Records provided below:

PR #918, opened 2016-08-30
Check existence of JSON data from both catalog and LMS course API

mjfrey:
Always check if a JSON attribute is avail before accessing it. We can not assume the data is always correct.

### DIFF
--- a/ecommerce/extensions/api/v2/tests/views/test_vouchers.py
+++ b/ecommerce/extensions/api/v2/tests/views/test_vouchers.py
@@ -352,3 +352,24 @@ class VoucherViewOffersEndpointTests(
             'title': course.name,
             'voucher_end_date': voucher.end_datetime
         })
+
+    def test_get_course_offer_verify_null_fields(self):
+        """ Verify that the course offers data is properly formatted. """
+        benefit = BenefitFactory()
+        course, seat = self.create_course_and_seat()
+        course_info = {
+        }
+        stock_record = seat.stockrecords.first()
+        voucher = VoucherFactory()
+
+        offer = VoucherViewSet().get_course_offer_data(
+            benefit=benefit,
+            course=course,
+            course_info=course_info,
+            is_verified=True,
+            stock_record=stock_record,
+            voucher=voucher
+        )
+
+        self.assertEqual(offer['image_url'], '')
+        self.assertEqual(offer['course_start_date'], '')
--- a/ecommerce/extensions/basket/tests/test_views.py
+++ b/ecommerce/extensions/basket/tests/test_views.py
@@ -397,3 +397,18 @@ class BasketSummaryViewTests(CourseCatalogTestMixin, LmsApiMockMixin, ApiMockMix
         self.assertEqual(response.status_code, 200)
         cached_course_after = cache.get(cache_hash)
         self.assertEqual(cached_course_after['name'], self.course.name)
+
+    def test_empty_course_api_response(self):
+        """ Check to see if we can handle empty response from the course api """
+        seat = self.create_seat(self.course)
+        self.create_basket_and_add_product(seat)
+        course_id = 'course-v1:test+test+test'
+        course_url = get_lms_url('api/courses/v1/courses/{}/'.format(course_id))
+        course_info_json = json.dumps('{}')
+        httpretty.register_uri(httpretty.GET, course_url, body=course_info_json, content_type='application/json')
+
+        response = self.client.get(self.path)
+        self.assertEqual(response.status_code, 200)
+        line_data = response.context['formset_lines_data'][0][1]
+        self.assertEqual(line_data.get('image_url'), None)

End of Records provided.

Copy each line of the data above exactly as it appears.

PR #918, opened 2016-08-30
Check existence of JSON data from both catalog and LMS course API

mjfrey:
Always check if a JSON attribute is avail before accessing it. We can not assume the data is always correct.

### DIFF
--- a/ecommerce/extensions/api/v2/tests/views/test_vouchers.py
+++ b/ecommerce/extensions/api/v2/tests/views/test_vouchers.py
@@ -352,3 +352,24 @@ class VoucherViewOffersEndpointTests(
             'title': course.name,
             'voucher_end_date': voucher.end_datetime
         })
+
+    def test_get_course_offer_verify_null_fields(self):
+        """ Verify that the course offers data is properly formatted. """
+        benefit = BenefitFactory()
+        course, seat = self.create_course_and_seat()
+        course_info = {
+        }
+        stock_record = seat.stockrecords.first()
+        voucher = VoucherFactory()
+
+        offer = VoucherViewSet().get_course_offer_data(
+            benefit=benefit,
+            course=course,
+            course_info=course_info,
+            is_verified=True,
+            stock_record=stock_record,
+            voucher=voucher
+        )
+
+        self.assertEqual(offer['image_url'], '')
+        self.assertEqual(offer['course_start_date'], '')
--- a/ecommerce/extensions/basket/tests/test_views.py
+++ b/ecommerce/extensions/basket/tests/test_views.py
@@ -397,3 +397,18 @@ class BasketSummaryViewTests(CourseCatalogTestMixin, LmsApiMockMixin, ApiMockMix
         self.assertEqual(response.status_code, 200)
         cached_course_after = cache.get(cache_hash)
         self.assertEqual(cached_course_after['name'], self.course.name)
+
+    def test_empty_course_api_response(self):
+        """ Check to see if we can handle empty response from the course api """
+        seat = self.create_seat(self.course)
+        self.create_basket_and_add_product(seat)
+        course_id = 'course-v1:test+test+test'
+        course_url = get_lms_url('api/courses/v1/courses/{}/'.format(course_id))
+        course_info_json = json.dumps('{}')
+        httpretty.register_uri(httpretty.GET, course_url, body=course_info_json, content_type='application/json')
+
+        response = self.client.get(self.path)
+        self.assertEqual(response.status_code, 200)
+        line_data = response.context['formset_lines_data'][0][1]
+        self.assertEqual(line_data.get('image_url'), None)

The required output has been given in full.